> _EXERCISE DETAILS_
Set down the entries below once more, precisely as they stand.

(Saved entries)

--------------------------------

PR #418, opened 2020-03-31
fix: remove runAsUser/Group to support OpenShift 3

ivanstanev:
These values are automatically generated by OpenShift and cannot be the ones we have been enforcing until now.


snyk-monitor-deployment.yaml
```diff
@@ -66,8 +66,6 @@ spec:
             cpu: '1'
             memory: '2Gi'
         securityContext:
-          runAsUser: 10001
```
shaimendel: is it "ok" to delete it also from here and the helm chart? what does it mean that we don't have it?

ivanstanev: It runs as the user and group specified in the container image (which are the same: https://github.com/snyk/kubernetes-monitor/blob/staging/Dockerfile#L36-L40) so we're good!

PR #427, opened 2020-04-02
chore: reorganised scripts folder

agatakrajewska:

### What this does

As a perquisite for https://snyksec.atlassian.net/browse/RUN-828 & https://snyksec.atlassian.net/browse/RUN-828 - building kubernetes-monitor with RedHat UBI, we need to organise the growing ./circleci/config.yaml and our already existing bash scripts. 

### More information

- [Jira ticket RUN-840](https://snyksec.atlassian.net/browse/RUN-840)


ivanstanev:
Could we also remove the `slack-` prefix on all scripts under the `slack/` directory?

scripts/slack/notify-failure-on-branch.sh
```diff
@@ -0,0 +1,10 @@
+#! /bin/bash
+
+NOTIFY_BRANCH_NAME="staging"
+DISPLAY_BRANCH_NAME="$1"
+
+if [[ "$CIRCLE_BRANCH" == "$NOTIFY_BRANCH_NAME" ]]; then
+  ./scripts/slack/notify-failure.sh "$DISPLAY_BRANCH_NAME"
+else
+  echo "Current branch is $CIRCLE_BRANCH so skipping notifying Slack"
+fi
```
ivanstanev, line 10: Missing end line here

scripts/slack/notify-failure-on-branch.sh
```diff
@@ -0,0 +1,10 @@
+#! /bin/bash
+
+NOTIFY_BRANCH_NAME="staging"
+DISPLAY_BRANCH_NAME="$1"
+
+if [[ "$CIRCLE_BRANCH" == "$NOTIFY_BRANCH_NAME" ]]; then
```
ivanstanev, line 6: Wondering if we could directly compare instead of using a variable
```suggestion
if [[ "$CIRCLE_BRANCH" == "staging" ]]; then
```

agatakrajewska: we totally can, I've put it as a variable so if we want to parametrise it, it will be super easy, but I guess it will only always be staging?

ivanstanev: I think the script is really tiny and adding an extra variable makes it harder to read because now you have to go back and figure out what value it is assigned. A variable would make more sense if the pattern started repeating 🙏Just a suggestion, up to you if you want to change it!

agatakrajewska: that makes sense, let's add it when we need it! 👍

--------------------------------

> _EXERCISE RESPONSE_
PR #418, opened 2020-03-31
fix: remove runAsUser/Group to support OpenShift 3

ivanstanev:
These values are automatically generated by OpenShift and cannot be the ones we have been enforcing until now.


snyk-monitor-deployment.yaml
```diff
@@ -66,8 +66,6 @@ spec:
             cpu: '1'
             memory: '2Gi'
         securityContext:
-          runAsUser: 10001
```
shaimendel: is it "ok" to delete it also from here and the helm chart? what does it mean that we don't have it?

ivanstanev: It runs as the user and group specified in the container image (which are the same: https://github.com/snyk/kubernetes-monitor/blob/staging/Dockerfile#L36-L40) so we're good!

PR #427, opened 2020-04-02
chore: reorganised scripts folder

agatakrajewska:

### What this does

As a perquisite for https://snyksec.atlassian.net/browse/RUN-828 & https://snyksec.atlassian.net/browse/RUN-828 - building kubernetes-monitor with RedHat UBI, we need to organise the growing ./circleci/config.yaml and our already existing bash scripts. 

### More information

- [Jira ticket RUN-840](https://snyksec.atlassian.net/browse/RUN-840)


ivanstanev:
Could we also remove the `slack-` prefix on all scripts under the `slack/` directory?

scripts/slack/notify-failure-on-branch.sh
```diff
@@ -0,0 +1,10 @@
+#! /bin/bash
+
+NOTIFY_BRANCH_NAME="staging"
+DISPLAY_BRANCH_NAME="$1"
+
+if [[ "$CIRCLE_BRANCH" == "$NOTIFY_BRANCH_NAME" ]]; then
+  ./scripts/slack/notify-failure.sh "$DISPLAY_BRANCH_NAME"
+else
+  echo "Current branch is $CIRCLE_BRANCH so skipping notifying Slack"
+fi
```
ivanstanev, line 10: Missing end line here

scripts/slack/notify-failure-on-branch.sh
```diff
@@ -0,0 +1,10 @@
+#! /bin/bash
+
+NOTIFY_BRANCH_NAME="staging"
+DISPLAY_BRANCH_NAME="$1"
+
+if [[ "$CIRCLE_BRANCH" == "$NOTIFY_BRANCH_NAME" ]]; then
```
ivanstanev, line 6: Wondering if we could directly compare instead of using a variable
```suggestion
if [[ "$CIRCLE_BRANCH" == "staging" ]]; then
```

agatakrajewska: we totally can, I've put it as a variable so if we want to parametrise it, it will be super easy, but I guess it will only always be staging?

ivanstanev: I think the script is really tiny and adding an extra variable makes it harder to read because now you have to go back and figure out what value it is assigned. A variable would make more sense if the pattern started repeating 🙏Just a suggestion, up to you if you want to change it!

agatakrajewska: that makes sense, let's add it when we need it! 👍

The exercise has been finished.